[OS X TeX] i-Installer & Jaguar (10.2) Trivial Fix

Troy Goodson Troy.D.Goodson at jpl.nasa.gov
Tue Oct 8 11:03:19 EDT 2002



On Tuesday, October 8, 2002, at 12:44  AM, Gerben Wierda wrote:

> On Tuesday, Oct 8, 2002, at 02:08 Europe/Amsterdam, Troy Goodson wrote:
>
>>> yet another translation. The result is that Carbon applications see 
>>> colons, and everyone else sees slashes.

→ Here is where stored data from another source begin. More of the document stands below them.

PR #1203, opened 2026-02-12
Add init methods for all the members of the Flags type

adityaramani:
## Type of Change
- [ ] Bug fix
- [x] New feature  
- [ ] Breaking change
- [ ] Documentation update

## Motivation and Context
Authors of CLI plugins for container will be able to reuse the container flags defined in the CLI package, instead of having to duplicate them in their project

## Testing
- [ ] Tested locally
- [ ] Added/updated tests
- [ ] Added/updated docs

### DIFF
--- a/Sources/Services/ContainerAPIService/Client/Flags.swift
+++ b/Sources/Services/ContainerAPIService/Client/Flags.swift
@@ -22,12 +22,38 @@ public struct Flags {
     public struct Logging: ParsableArguments {
         public init() {}
 
+        public init(debug: Bool) {
+            self.debug = debug
+        }
+
         @Flag(name: .long, help: "Enable debug output [environment: CONTAINER_DEBUG]")
         public var debug = false
     }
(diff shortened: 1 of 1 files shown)


Sources/Services/ContainerAPIService/Client/Flags.swift
```diff
@@ -127,6 +165,54 @@ public struct Flags {
     public struct Management: ParsableArguments {
         public init() {}
 
+        public init(
+            arch: String = Arch.hostArchitecture().rawValue,
```
katiewasnothere: Just a general swift question I think? Since everything in the second init here has a default value, which init function gets called if you provide no parameters?

adityaramani: I think the init with the no parameters gets called, atleast thats what I read online. To make it simpler, I removed the default values from the init methods

PR #1204, opened 2026-02-12
Check unused imports

JaewonHur:
Add `scripts/check-unused-imports.sh` which checks the unused imports in modified swift source files.
Good to be used before making a pull request after modifying or creating lots of swift source files.

## Type of Change
- [ ] Bug fix
- [ ] New feature  
- [ ] Breaking change
- [ ] Documentation update

## Motivation and Context
Developers can check and refine unused imports using this script, before making a PR.

## Testing
- [X] Tested locally
- [ ] Added/updated tests
- [ ] Added/updated docs

### DIFF
--- a/.swiftlint.yml
+++ b/.swiftlint.yml
@@ -1,0 +1,2 @@
+analyzer_rules:
+  - unused_import
--- a/scripts/check-unused-imports.sh
+++ b/scripts/check-unused-imports.sh
@@ -26,11 +26,8 @@ BUILD_LOG=${PROJECT_ROOT}/.build/build.log
 LINT_LOG=${PROJECT_ROOT}/.build/swiftlint.log
 
 echo 'Building `container` with verbose flag'
-if [ ! -f ${BUILD_LOG} ];
-then
-    make -C ${PROJECT_ROOT} clean
-    make -C ${PROJECT_ROOT} BUILD_OPTIONS="-v &>${BUILD_LOG}"
-fi
+make -C ${PROJECT_ROOT} clean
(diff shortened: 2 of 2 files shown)


Makefile
```diff
@@ -55,13 +55,13 @@ all: init-block
 build:
 	@echo Building container binaries...
 	@$(SWIFT) --version
-	@$(SWIFT) build -c $(BUILD_CONFIGURATION) $(SWIFT_CONFIGURATION)
+	@$(SWIFT) build -c $(BUILD_CONFIGURATION) $(SWIFT_CONFIGURATION) $(BUILD_OPTIONS)
```
JaewonHur, line 57: Not sure it's a good approach.

saehejkang:
Thoughts on updating the `make fmt` command to run this script? Maybe even the possibility of it making the formatting changes, ie. actually remove the unused imports?

JaewonHur:
Hi @saehejkang I'm not sure it might be merged to `make fmt` :)
It requires rebuilding the project with verbose flag, which is quite slow.

Makefile
jglogan: For the pre-commit hook I added a separate swift-format config file for format-only checking. Could we use `swift format` in lint mode to do this, and then perhaps it's just a matter of adjusting the existing lint rule file?

```Makefile
swift-fmt-check:
	@echo Applying the standard code formatting...
	@$(SWIFT) format lint --recursive --strict --configuration .swift-format-nolint $(SWIFT_SRC)
```

JaewonHur: It seems `swift-format` does not have a rule for detecting unused imports.

PR #1184, opened 2026-02-09
Move --debug flag after `apiserver start`

JaewonHur:
Fix starting api server with debug flag (#1183)

## Type of Change
- [X] Bug fix
- [ ] New feature  
- [ ] Breaking change
- [ ] Documentation update

## Motivation and Context
API server currently doesn't start with `container system start --debug` as it sets the command `/usr/local/bin/container-apiserver --debug start` which returns unknown options error.

The command should be `/usr/local/bin/container-apiserver start --debug`.

## Testing
- [X] Tested locally
- [ ] Added/updated tests
- [ ] Added/updated docs

PR #1205, opened 2026-02-13
Fix persistent CI failures.

jglogan:
## Type of Change
- [x] Bug fix
- [ ] New feature  
- [ ] Breaking change
- [ ] Documentation update

## Motivation and Context
- CI build is failing because runners don't have an /etc/resolver directory, causing the directory monitor to fail. This occurs while the install-kernel make target is running, so it appears that kernel download is failing when it's just that the API server is dying. Created #1207 for the issue.
- Fixing the initial scan for the directory just moves the problem to the filesystem watch loop, likely because we're not testing the result of `open()` for errors.
- Right now the priority is getting CI running and PRs merged, so just commenting out the realhost DNS server setup.
- Also seeing that under some conditions it can take quite a while for launchd to start the helper for the default network (8 seconds or more). With the 10 second health check timeout after API server registration, this means that some CI runs can exhibit this failure mode. Added a `--timeout` option to SystemStart and set a 60 second timeout for install-kernel and integration Makefile targets.
- Fixed a bug where `--debug` was being placed in the wrong location in the api server startup args.
- Disabled all network CLI tests due to container bootstrap errors when trying to run the container immediately after creating the network. The slow network helper launch could be the reason behind the failures that drove us to serialize these tests. Filed #1206 for this issue.

## Testing
- [x] Tested locally
- [ ] Added/updated tests
- [ ] Added/updated docs

### DIFF
--- a/Sources/Helpers/APIServer/APIServer+Start.swift
+++ b/Sources/Helpers/APIServer/APIServer+Start.swift
@@ -113,7 +113,7 @@ extension APIServer {
                     group.addTask {
                         let localhostResolver = LocalhostDNSHandler(log: log)
                         try localhostResolver.monitorResolvers()
-
+                    
                         let nxDomainResolver = NxDomainResolver()
                         let compositeResolver = CompositeResolver(handlers: [localhostResolver, nxDomainResolver])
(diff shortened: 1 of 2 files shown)


JaewonHur:
This resolves #1184.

This can create a 
>>> user-visible schizophrenia in the rare cases of file names 
>>> containing colon characters, which appear to Carbon applications as 
>>> slash characters, but to BSD programs and Cocoa applications as 
>>> colons.
>>
>> Not to start a flame war, but I've always been a little frustrated by 
>> this decision (the part about Cocoa apps seeing colons) because it 
>> means that filenames you see via Finder (which is Carbon) will be 
>> different than filenames you see in Cocoa applications :(
>
> It is not even true as I discovered writing a particular workaround 
> for i-Installer v2. When you have an Open Panel in a pure Cocoa App 
> and you type a name with slashes in it, it is returned to the app with 
> colons, not slashes.
>
> G

But isn't that consistent? Cocoa apps see "/" as the delimiter, so if a 
user wants a file to have a "/" in the filename, the Cocoa application 
must translate this to ":"  (Of course, the user who knows that Cocoa 
apps see "/" as the delimiter might think they should type a ":" to get 
a "/" in a filename, but I guess these users are too smart for their 
own good :)

To clarify, in the paragraph above, when one speaks of "presenting a 
file to the user" they are talking about a file that is already in the 
filesystem and that file is being displayed for the user by a Carbon or 
Cocoa application.

You're talking about the process of naming a file.  Personally, I 
appreciate the functionality you've mentioned.  I expect "/" to be a 
valid character in a filename and, likewise, ";" to be invalid.  When 
an application asks me for a filename, I don't expect to be able to 
enter a path.  I expect to navigate the path and then type the 
filename.  This will, I can imagine, lead to confusion if your 
filesystem is UFS instead of HFS+.  I can come up with some ideas for 
coping with this, but I certainly haven't thought about it as much as I 
hope the people at Apple have.

But this is all off-topic, so I'll try and keep quiet about it from now 
on :)

Troy.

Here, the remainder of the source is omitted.